• PROBLEM TO SOLVE: Will you quote all of the entries, word for word?
***** INPUT RECORDS
PR #3889, opened 2024-06-24
fix(oxlint): properly report error

lucab:
This fixes an incorrect error formatting in the lint runner logic.


rzvxa:
Thanks for your contribution!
**********
• RESPONSE TO THE EXERCISE:
PR #3889, opened 2024-06-24
fix(oxlint): properly report error

lucab:
This fixes an incorrect error formatting in the lint runner logic.


rzvxa:
Thanks for your contribution!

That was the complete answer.